安全装備面では、先進予防安全装備である自動ブレーキ「アクティブブレーキアシスト(緊急ブレーキ機能)」や、長時間走行時のドライバーの疲労や眠気を70以上のパラメーターで検知して注意を促す「アテンションアシスト」を全車に標準装備した。
さらに、車間距離を適切に維持するとともに、先行車が停止した場合は減速して停止する渋滞追従機能を備えた「ディスタンスパイロット・ディストロニック」やドアミラーの死角範囲をレーダーによってモニターして危険性を警告する「ブラインドスポットアシスト」、ドライバーの疲労や不注意による走行車線の逸脱をステアリングを微振動させてドライバーへ警告する「レーンキーピングアシスト」などを含む先進の安全運転支援システム「レーダーセーフティパッケージ」を設定した。

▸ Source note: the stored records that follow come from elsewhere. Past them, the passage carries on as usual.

PR #1736, opened 2025-04-22
feat: Add support for mTLS authentication via X.509 certificates

nbayati:
This commit introduces a new credential source type, 'certificate', enabling the use of mTLS for authentication with X.509 certificates. It includes the necessary logic to load certificate configurations (both explicit paths and default locations) and establish an mTLS-enabled transport.


oauth2_http/java/com/google/auth/mtls/X509Provider.java
```diff
@@ -75,6 +76,34 @@ public X509Provider() {
...
+   * @throws IOException if the certificate configuration cannot be found or loaded, or if the
+   *     configuration file does not specify a certificate path.
+   * @throws CertificateSourceUnavailableException if the configuration file is not found.
+   */
+  public String getCertificatePath() throws IOException {
+    if (loadedConfig == null) {
+      // Attempt to load the configuration. This call might throw IOException or
+      // CertificateSourceUnavailableException if loading fails.
+      loadedConfig = getWorkloadCertificateConfiguration();
+    }
```
lqiu96, line 97: > If the configuration has not been loaded yet (e.g., if {@link #getKeyStore()} has not been

qq, should `getKeyStore()` also store the result of `getWorkloadCertificateConfiguration()`? IIUC, the result should be cached between the two methods. 

Additionally, does it matter if either `getCertificatePath()` or `getKeyStore()` is called first? Would it be possible to call `getWorkloadCertificateConfiguration()` in the constructor so that whatever method gets called first has the result?

oauth2_http/java/com/google/auth/mtls/X509Provider.java
```diff
@@ -75,6 +76,34 @@ public X509Provider() {
...
+    String certPath = loadedConfig.getCertPath();
+    if (Strings.isNullOrEmpty(certPath)) {
+      // Ensure the loaded configuration actually contains the required path.
+      throw new IOException(
```
lqiu96, line 101: I think this should be `CertificateSourceUnavailableException`

oauth2_http/java/com/google/auth/mtls/X509Provider.java
lqiu96: Oh I moved a bit too fast on this one. I see below `getKeyStore` is updated below. Gonna cross that part out.

oauth2_http/java/com/google/auth/oauth2/IdentityPoolCredentialSource.java
```diff
@@ -48,6 +50,157 @@ public class IdentityPoolCredentialSource extends ExternalAccountCredentials.Cre
...
+  }
+
+  /**
+   * Retrieves an optional string value from a map.
+   *
+   * @param map The map to retrieve from.
+   * @param key The key of the string value.
+   * @return The string value if present and of the correct type, otherwise null.
+   * @throws IllegalArgumentException if the value is present but not a string.
+   */
```
lqiu96, line 110: thanks for writing the javadocs! I think it isn't required for private methods, unless they're moreso on the complex end (lots of moving parts and logic)

oauth2_http/java/com/google/auth/oauth2/IdentityPoolCredentialSource.java
```diff
@@ -48,6 +50,157 @@ public class IdentityPoolCredentialSource extends ExternalAccountCredentials.Cre
...
+              key, value.getClass().getSimpleName()));
+    }
+    return (String) value;
+  }
+  /**
+   * Represents the configuration options for X.509-based workload credentials (mTLS). It specifies
+   * how to locate and use the client certificate, private key, and optional trust chain for mutual
+   * TLS authentication.
+   */
+  public static class CertificateConfig implements java.io.Serializable {
```
lqiu96, line 129: qq, why does this class need to be Serializable?

oauth2_http/java/com/google/auth/oauth2/IdentityPoolCredentialSource.java
```diff
@@ -48,6 +50,157 @@ public class IdentityPoolCredentialSource extends ExternalAccountCredentials.Cre
...
+        @Nullable Boolean useDefaultCertificateConfig,
+        @Nullable String certificateConfigLocation,
+        @Nullable String trustChainPath) {
+
+      boolean useDefault = useDefaultCertificateConfig != null && useDefaultCertificateConfig;
+      boolean locationIsPresent =
+          certificateConfigLocation != null && !certificateConfigLocation.isEmpty();
+
+      checkArgument(
+          !(!useDefault && !locationIsPresent),
```
lqiu96, line 175: nit: Can this just be `(useDefault || locationIsPresent)`?

oauth2_http/java/com/google/auth/oauth2/IdentityPoolCredentialSource.java
```diff
@@ -48,6 +50,157 @@ public class IdentityPoolCredentialSource extends ExternalAccountCredentials.Cre
...
+          "credentials: \"certificate\" object must either specify a certificate_config_location or use_default_certificate_config should be true");
```
lqiu96, line 176: nit: I think this error message may be a bit confusing since users may not know where the `certificate object` comes from.

Would it be accurate to say something like `The certificate source must specify a certificate_config_location value or set the use_default_certificate_config value to be true`?

oauth2_http/java/com/google/auth/oauth2/CertificateIdentityPoolSubjectTokenSupplier.java
```diff
@@ -0,0 +1,122 @@
...
+  }
+
+  private static X509Certificate loadLeafCertificate(String path)
+      throws IOException, CertificateException {
+    byte[] leafCertBytes;
+    try {
+      // IdentityPoolCredentials should have already validated the path exists via X509Provider.
+      leafCertBytes = Files.readAllBytes(Paths.get(path));
+    } catch (InvalidPathException e) {
+      throw new IOException("Invalid certificate file path provided: " + path, e);
```
lqiu96, line 80: qq, why is this re-thrown as an IOException?

oauth2_http/java/com/google/auth/oauth2/CertificateIdentityPoolSubjectTokenSupplier.java
```diff
@@ -0,0 +1,122 @@
...
+    if (certData == null || certData.length == 0) {
+      throw new IllegalArgumentException("Invalid certificate data: empty or null input");
+    }
+
+    try {
+      CertificateFactory certificateFactory = CertificateFactory.getInstance("X.509");
+      InputStream certificateStream = new ByteArrayInputStream(certData);
+      return (X509Certificate) certificateFactory.generateCertificate(certificateStream);
+    } catch (CertificateException e) {
+      throw new CertificateException("Failed to parse X.509 certificate data.", e);
```
lqiu96, line 96: qq, why is this re-thrown? Is this for better error messages?

oauth2_http/java/com/google/auth/oauth2/CertificateIdentityPoolSubjectTokenSupplier.java
```diff
@@ -0,0 +1,122 @@
...
+      String encodedCert = encodeCert(leafCert);
+
+      JsonArray certChain = new JsonArray();
+      certChain.add(new JsonPrimitive(encodedCert));
+
+      return GSON.toJson(certChain);
+    } catch (CertificateException e) {
+      throw new IOException(
+          "Failed to parse certificate from: " + credentialSource.credentialLocation, e);
+    }
```
lqiu96, line 120: same here, is there any specific reasons some exceptions are re-thrown as IOExceptions?

oauth2_http/java/com/google/auth/oauth2/IdentityPoolCredentialSource.java
nbayati: No worries! Would you recommend removing the javadocs?

oauth2_http/java/com/google/auth/mtls/X509Provider.java
nbayati: Yes, the order of getCertificatePath() and getKeyStore() doesn't matter with the current lazy loading. The first call will trigger getWorkloadCertificateConfiguration() if loadedConfig is null, and subsequent calls will reuse the cached result.

While loading in the constructor, as you suggested, would ensure the config is loaded upfront, I'm leaning towards keeping the lazy loading approach. Moving the getWorkloadCertificateConfiguration() call to the constructor would mean the X509Provider constructor could throw IOExceptions (e.g., file not found), which feels less intuitive for object creation.

However, I'm open to changing this if you strongly feel loading in the constructor is a better pattern here.

oauth2_http/java/com/google/auth/oauth2/IdentityPoolCredentialSource.java
nbayati: Good question! CertificateConfig is marked as Serializable because it's used as a field within IdentityPoolCredentialSource. Since IdentityPoolCredentialSource itself needs to be Serializable (as it extends ExternalAccountCredentials.CredentialSource), my understanding is that any non-transient fields it holds, like the certificateConfig instance, must also implement Serializable to allow the containing object to be serialized correctly.

oauth2_http/java/com/google/auth/oauth2/IdentityPoolCredentialSource.java
nbayati: The error uses the exact wording as our Go implementation, but I can change it to certificate "source" if you think it'd be more clear for the users.

oauth2_http/java/com/google/auth/oauth2/CertificateIdentityPoolSubjectTokenSupplier.java
nbayati: Yes, the main reason for re-throwing the CertificateException here is to provide a more specific error message ("Failed to **parse** X.509 certificate data.") that adds context about what operation was being attempted when the failure occurred.

oauth2_http/java/com/google/auth/oauth2/CertificateIdentityPoolSubjectTokenSupplier.java
nbayati: The main reason we catch CertificateException and re-throw it as an IOException here is to comply with the `IdentityPoolSubjectTokenSupplier` interface, which declares that `getSubjectToken()` throws IOException.

oauth2_http/java/com/google/auth/oauth2/CertificateIdentityPoolSubjectTokenSupplier.java
nbayati: We catch InvalidPathException and re-throw it as an IOException primarily because if `loadLeafCertificate()` throws InvalidPathException directly, the `getSubjectToken()` method (which calls it) is required by the `IdentityPoolSubjectTokenSupplier` interface to only throw IOException for checked exceptions.
So, we'd have to catch the InvalidPathException in getSubjectToken anyway and wrap it in an IOException there. Catching and wrapping it inside `loadLeafCertificate()` keeps the error handling closer to the source of the potential path issue and simplifies `getSubjectToken`.

oauth2_http/java/com/google/auth/mtls/X509Provider.java
lqiu96: I don't have any *strong* opinions on this and just wanted to see if there is any requirements for lazy loading (performance or business logic).

I also see that `getWorkloadCertificateConfiguration()` also throws an IOException so the constructor would need to catch for that. I think this is fine for now.

oauth2_http/java/com/google/auth/oauth2/IdentityPoolCredentialSource.java
lqiu96: I think they're fine since they're already here!

oauth2_http/java/com/google/auth/oauth2/IdentityPoolCredentialSource.java
lqiu96: I see, I will leave it up to you if consistency among languages is a concern.

My preference would be for the error message be more actionable. I think the wording above may be a bit unclear for a first time user as they may not know where the `certificate object` is coming from. If possible, could we specify that the certificate object is from the `certificate source` (or even something more specific)?

oauth2_http/java/com/google/auth/oauth2/CertificateIdentityPoolSubjectTokenSupplier.java
lqiu96: > So, we'd have to catch the InvalidPathException in getSubjectToken anyway and wrap it in an IOException there.

I believe `InvalidPathException` is a a runtime exception and you won't need to add the exception to the method signature. Since IOExceptions are not being explicitly caught and handled, I think `InvalidPathException` should can also just be thrown at runtime.

oauth2_http/java/com/google/auth/oauth2/CertificateIdentityPoolSubjectTokenSupplier.java
lqiu96: Ah understood, can you add a small comment with the above info?

oauth2_http/java/com/google/auth/oauth2/CertificateIdentityPoolSubjectTokenSupplier.java
lqiu96: Sg, thanks! Could you add a small comment regarding adding more info into the exception?

oauth2_http/java/com/google/auth/oauth2/IdentityPoolCredentialSource.java
nbayati: Updated the error to: "Invalid 'certificate' configuration in credential source: Must specify either 'certificate_config_location' or set 'use_default_certificate_config' to true."
Let me know what you think!

oauth2_http/javatests/com/google/auth/oauth2/IdentityPoolCredentialsTest.java
```diff
@@ -35,74 +35,46 @@
...
-      new HashMap<String, Object>() {
-        {
-          put("file", "file");
-        }
-      };
-
-  private static final IdentityPoolCredentialSource FILE_CREDENTIAL_SOURCE =
-      new IdentityPoolCredentialSource(FILE_CREDENTIAL_SOURCE_MAP);
-
-  private static final IdentityPoolCredentials FILE_SOURCED_CREDENTIAL =
```
nbayati, line 74: I moved these setups to helper functions because they are not needed for every tests.

oauth2_http/java/com/google/auth/oauth2/IdentityPoolCredentialSource.java
```diff
@@ -80,9 +240,12 @@ public IdentityPoolCredentialSource(Map<String, Object> credentialSourceMap) {
     } else if (credentialSourceMap.containsKey("url")) {
       credentialLocation = (String) credentialSourceMap.get("url");
       credentialSourceType = IdentityPoolCredentialSourceType.URL;
+    } else if (credentialSourceMap.containsKey("certificate")) {
```
lqiu96, line 243: nit: Can the if/else blocks use the boolean variables above? `filePresent` and the others?

oauth2_http/java/com/google/auth/oauth2/IdentityPoolCredentials.java
```diff
@@ -48,6 +53,8 @@ public class IdentityPoolCredentials extends ExternalAccountCredentials {
 
   static final String FILE_METRICS_HEADER_VALUE = "file";
   static final String URL_METRICS_HEADER_VALUE = "url";
+  static final String CERTIFICATE_METRICS_HEADER_VALUE = "certificate"; // Added constant
```
lqiu96, line 56: nit: remove comment

oauth2_http/java/com/google/auth/oauth2/IdentityPoolCredentials.java
```diff
@@ -72,17 +80,60 @@ public class IdentityPoolCredentials extends ExternalAccountCredentials {
...
       this.subjectTokenSupplier = new FileIdentityPoolSubjectTokenSupplier(credentialSource);
       this.metricsHeaderValue = FILE_METRICS_HEADER_VALUE;
-    } else {
+    } else if (credentialSource.credentialSourceType == IdentityPoolCredentialSourceType.URL) {
       this.subjectTokenSupplier =
           new UrlIdentityPoolSubjectTokenSupplier(credentialSource, this.transportFactory);
       this.metricsHeaderValue = URL_METRICS_HEADER_VALUE;
+    } else if (credentialSource.credentialSourceType
+        == IdentityPoolCredentialSourceType.CERTIFICATE) {
+      assert credentialSource.certificateConfig != null;
```
lqiu96, line 97: qq, is this assert needed?

oauth2_http/java/com/google/auth/oauth2/IdentityPoolCredentials.java
```diff
@@ -72,17 +80,60 @@ public class IdentityPoolCredentials extends ExternalAccountCredentials {
...
+        }
+
+        // Update the transport factory to use a mTLS transport with the provided certificate.
+        KeyStore mtlsKeyStore = x509Provider.getKeyStore();
+        final NetHttpTransport mtlsTransport =
+            new NetHttpTransport.Builder().trustCertificates(null, mtlsKeyStore, "").build();
+        this.transportFactory = () -> mtlsTransport;
+
+        // Initialize the subject token supplier with the certificate path
+        credentialSource.credentialLocation = x509Provider.getCertificatePath();
```
lqiu96, line 123: nit: Can we extract this to a helper function so the flow of the constructor generally does:
1. set `subjectTokenSupplier`
2. set `metricsHeaderValue`

oauth2_http/java/com/google/auth/oauth2/IdentityPoolCredentials.java
```diff
@@ -144,6 +195,21 @@ public static class Builder extends ExternalAccountCredentials.Builder {
...
+     * Sets a custom {@link X509Provider} to manage the client certificate and private key for mTLS.
+     * If set, this provider will be used instead of the default behavior which initializes an
+     * {@code X509Provider} based on the {@code certificateConfigLocation} or default paths found in
+     * the {@code credentialSource}. This is primarily used for testing.
+     *
+     * @param x509Provider the custom X509 provider to use.
+     * @return this {@code Builder} object
+     */
+    @CanIgnoreReturnValue
+    public Builder setX509Provider(X509Provider x509Provider) {
```
lqiu96, line 208: Can this be package-private?

oauth2_http/java/com/google/auth/oauth2/IdentityPoolCredentials.java
```diff
@@ -72,17 +80,60 @@ public class IdentityPoolCredentials extends ExternalAccountCredentials {
...
+          // Initialize X509Provider with the explicit path (if provided).
+          x509Provider = new X509Provider(explicitCertConfigPath);
+        }
+
+        // Update the transport factory to use a mTLS transport with the provided certificate.
+        KeyStore mtlsKeyStore = x509Provider.getKeyStore();
+        final NetHttpTransport mtlsTransport =
+            new NetHttpTransport.Builder().trustCertificates(null, mtlsKeyStore, "").build();
+        this.transportFactory = () -> mtlsTransport;
+
```
lqiu96, line 121: (not sure if this is possible) Just a thought: Would it be possible to create like a default mtls transport factory that is similar to https://github.com/googleapis/google-auth-library-java/blob/9f4cda9acad26ff9c6855cb729c4fde4c11bc6ea/oauth2_http/java/com/google/auth/oauth2/OAuth2Utils.java#L122-L128.

It could take in a mtlsKeyStore and be used for mTLS?

oauth2_http/java/com/google/auth/oauth2/IdentityPoolCredentials.java
nbayati: That's a good question. I don't think it's really needed at this point. I removed it!

oauth2_http/java/com/google/auth/oauth2/IdentityPoolCredentials.java
nbayati: Created a new class `MtlsHttpTransportFactory`

oauth2_http/java/com/google/auth/mtls/X509Provider.java
```diff
@@ -90,8 +119,10 @@ public X509Provider() {
    * @throws IOException if there is an error retrieving the certificate configuration.
    */
   public KeyStore getKeyStore() throws IOException {
-
-    WorkloadCertificateConfiguration workloadCertConfig = getWorkloadCertificateConfiguration();
+    if (loadedConfig == null) {
+      loadedConfig = getWorkloadCertificateConfiguration();
+    }
+    WorkloadCertificateConfiguration workloadCertConfig = loadedConfig;
```
lqiu96, line 125: qq, do we need this local workloadCertConfig object? Can we just read from `loadedConfig`?

oauth2_http/java/com/google/auth/oauth2/CertificateIdentityPoolSubjectTokenSupplier.java
```diff
@@ -0,0 +1,122 @@
...
+      throws IOException, CertificateException {
+    byte[] leafCertBytes;
+    leafCertBytes = Files.readAllBytes(Paths.get(path));
+    return parseCertificate(leafCertBytes);
+  }
+
+  @VisibleForTesting
+  static X509Certificate parseCertificate(byte[] certData) throws CertificateException {
+    if (certData == null || certData.length == 0) {
+      throw new IllegalArgumentException("Invalid certificate data: empty or null input");
```
lqiu96, line 83: nit: Can this be `"Invalid certificate data: Certificate file is empty or null"`

oauth2_http/java/com/google/auth/oauth2/CertificateIdentityPoolSubjectTokenSupplier.java
```diff
@@ -0,0 +1,122 @@
...
+    }
+  }
+
+  private static String encodeCert(X509Certificate certificate)
+      throws CertificateEncodingException {
+    return Base64.getEncoder().encodeToString(certificate.getEncoded());
+  }
+
+  @Override
+  public String getSubjectToken(ExternalAccountSupplierContext context) throws IOException {
```
lqiu96, line 103: Can you add public javadocs for this method? Just a bit notes details any `CertificateIdentityPoolSubjectTokenSupplier` specific logic not specified in `IdentityPoolSubjectTokenSupplier`

oauth2_http/javatests/com/google/auth/oauth2/IdentityPoolCredentialsTest.java
```diff
@@ -1109,4 +1213,75 @@ private static IdentityPoolCredentialSource buildUrlBasedCredentialSource(
...
+    TestX509Provider(KeyStore keyStore, String certificatePath) {
+      super();
+      this.keyStore = keyStore;
+      this.certificatePath = certificatePath;
+    }
+
+    @Override
+    public KeyStore getKeyStore() {
+      if (shouldThrowOnGetKeyStore) {
+        throw new RuntimeException("Exception on get keystore");
```
lqiu96, line 1266: Could these methods throw a more specific exception type to mimic to actual behavior (i.e. IOException or the other type)?

oauth2_http/javatests/com/google/auth/oauth2/IdentityPoolCredentialsTest.java
```diff
@@ -1060,7 +1036,135 @@ public void serialize() throws IOException, ClassNotFoundException {
...
+    RuntimeException exception = assertThrows(RuntimeException.class, builder::build);
+
+    assertEquals(
+        "Failed to initialize IdentityPoolCredentials from certificate source due to an I/O error.",
+        exception.getMessage());
+  }
+
+  @Test
+  public void build_withCustomProvider_throwsOnGetKeyStore()
+      throws IOException, KeyStoreException, CertificateException, NoSuchAlgorithmException {
```
lqiu96, line 1114: Same here. I'm not 100% sure why it's supposed to fail. Is this to mimic the an IO error in the keystore?

oauth2_http/java/com/google/auth/mtls/MtlsHttpTransportFactory.java
```diff
@@ -0,0 +1,70 @@
...
+import com.google.api.client.http.javanet.NetHttpTransport;
+import com.google.auth.http.HttpTransportFactory;
+import java.security.GeneralSecurityException;
+import java.security.KeyStore;
+import java.util.Objects;
+
+/**
+ * An HttpTransportFactory that creates {@link NetHttpTransport} instances configured for mTLS
+ * (mutual TLS) using a specific {@link KeyStore} containing the client's certificate and private
+ * key.
```
lqiu96, line 43: Thanks! Can you also add a small warning about this being an internal class and not intended to be directly used by the user?

lqiu96 (approved):
I think things LGTM. Added a few additional comments.

oauth2_http/java/com/google/auth/oauth2/IdentityPoolCredentialSource.java
```diff
@@ -45,9 +47,193 @@ public class IdentityPoolCredentialSource extends ExternalAccountCredentials.Cre
   private static final long serialVersionUID = -745855247050085694L;
   IdentityPoolCredentialSourceType credentialSourceType;
   CredentialFormatType credentialFormatType;
-  String credentialLocation;
+  private String credentialLocation;
```
nbayati, line 50: Made `credentialLocation` and `certificateConfig` fields private and added public getters to improve encapsulation and provide the ability to properly mock the object.

oauth2_http/javatests/com/google/auth/oauth2/IdentityPoolCredentialsTest.java
```diff
@@ -1060,7 +1036,135 @@ public void serialize() throws IOException, ClassNotFoundException {
...
+    RuntimeException exception =
+        assertThrows(
+            RuntimeException.class,
+            () -> createCredentialsWithCertificate(x509Provider, certificateMap));
+
+    assertEquals("Exception on get keystore", exception.getMessage());
+  }
+
+  @Test
+  public void build_withCustomProvider_throwsOnGetCertificatePath()
```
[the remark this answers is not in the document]
nbayati: Done!

oauth2_http/java/com/google/auth/mtls/X509Provider.java
```diff
@@ -75,6 +76,34 @@ public X509Provider() {
...
+   * <p>If the configuration has not been loaded yet (e.g., if {@link #getKeyStore()} has not been
+   * called), this method will attempt to load it first by searching the override path, environment
+   * variable, and well-known locations.
+   *
+   * @return The path to the certificate file.
+   * @throws IOException if the certificate configuration cannot be found or loaded, or if the
+   *     configuration file does not specify a certificate path.
+   * @throws CertificateSourceUnavailableException if the configuration file is not found.
+   */
+  public String getCertificatePath() throws IOException {
```
andyrzhao, line 92: So we previously envisioned X509Provider will implement an "MtlsProvider" interface with a single "getKeyStore()" public method exposed. (SecureConnectProvider will also implement the same interface) As such, it doesn't feel like the getCertificatePath() helper should live inside the X509Provider. I don't see a lot of value with caching the cert config loading (this pattern is not common in client libraries IMO given the low anticipated QPS for auth or setting up an mTLS transport) Furthermore, having 2 separate public methods sharing this internal state could make code execution unpredictable - what if the underlying cert config changed between the call between getCertificatePath and getKeyStore()? And getKeyStore() may be stuck with an outdated loadedConfig in memory as long is the object instance is alive with no way to refresh the internal state. We have to handle cert rotation in the future as well. IMO, it's much safer to call getWorkloadCertificateConfiguration on demand instead of attempting to cache the result. Rest of your PR looks good!

andyrzhao (changes requested):
LGTM overall. Small comment about X509Provider caching.

oauth2_http/java/com/google/auth/mtls/X509Provider.java
nbayati: Makes sense. I'll refactor move the getCertificatePath() method outside of the X509Provider class and remove caching.

oauth2_http/java/com/google/auth/oauth2/CertificateIdentityPoolSubjectTokenSupplier.java
```diff
@@ -0,0 +1,133 @@
...
+   *     this implementation.
+   * @return The JSON string representation of the base64-encoded leaf certificate in a JSON array.
+   * @throws IOException If an I/O error occurs while reading the certificate file.
+   */
+  @Override
+  public String getSubjectToken(ExternalAccountSupplierContext context) throws IOException {
+    try {
+      // credentialSource.credentialLocation is expected to be non-null here,
+      // set during IdentityPoolCredentials construction for certificate type.
+      X509Certificate leafCert = loadLeafCertificate(credentialSource.getCredentialLocation());
```
lsirac, line 118: Hmm, can you explain why we sending just the leaf? I guess you will add the entire trust chain in another PR?

oauth2_http/java/com/google/auth/oauth2/IdentityPoolCredentials.java
```diff
@@ -131,9 +144,49 @@ public static Builder newBuilder(IdentityPoolCredentials identityPoolCredentials
...
+      // Initialize the subject token supplier with the certificate path.
+      credentialSource.setCredentialLocation(x509Provider.getCertificatePath());
+      return new CertificateIdentityPoolSubjectTokenSupplier(credentialSource);
+
+    } catch (IOException e) {
+      throw new RuntimeException(
+          // Wrap IOException in RuntimeException because constructors cannot throw checked
+          // exceptions.
+          "Failed to initialize IdentityPoolCredentials from certificate source due to an I/O error.",
```
lsirac, line 163: nit: It's a bit strange to have this method do this given this is a separate method, even if it is only called by the constructor

lsirac (approved):
Looks good!

oauth2_http/java/com/google/auth/oauth2/CertificateIdentityPoolSubjectTokenSupplier.java
nbayati: Yes, supporting the trust chain is coming in the next PR.

oauth2_http/java/com/google/auth/oauth2/IdentityPoolCredentials.java
nbayati: Moved the try/catch block to the constructor.

andyrzhao (approved):
lgtm. Thanks for working on this PR!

たくさん安全装備が用意されているように感じるかもしれないが、GLAの先進予防安全装備は、歩行者検知式ではない旧式のものなのだ。メルセデス・ベンツCクラスなどのFR系には、世界トップレベルの予防安全装備がほぼ標準装備化されている。Eクラスなどは、自動で車線変更ができるまでに進化している。
しかも、400万円以上の価格帯なのに、コンパクトカーのデミオにも標準装備化された「ブラインドスポットアシスト」がGLAではオプション。FR系のモデルとは、あまりにも先進予防安全装備に差ができている。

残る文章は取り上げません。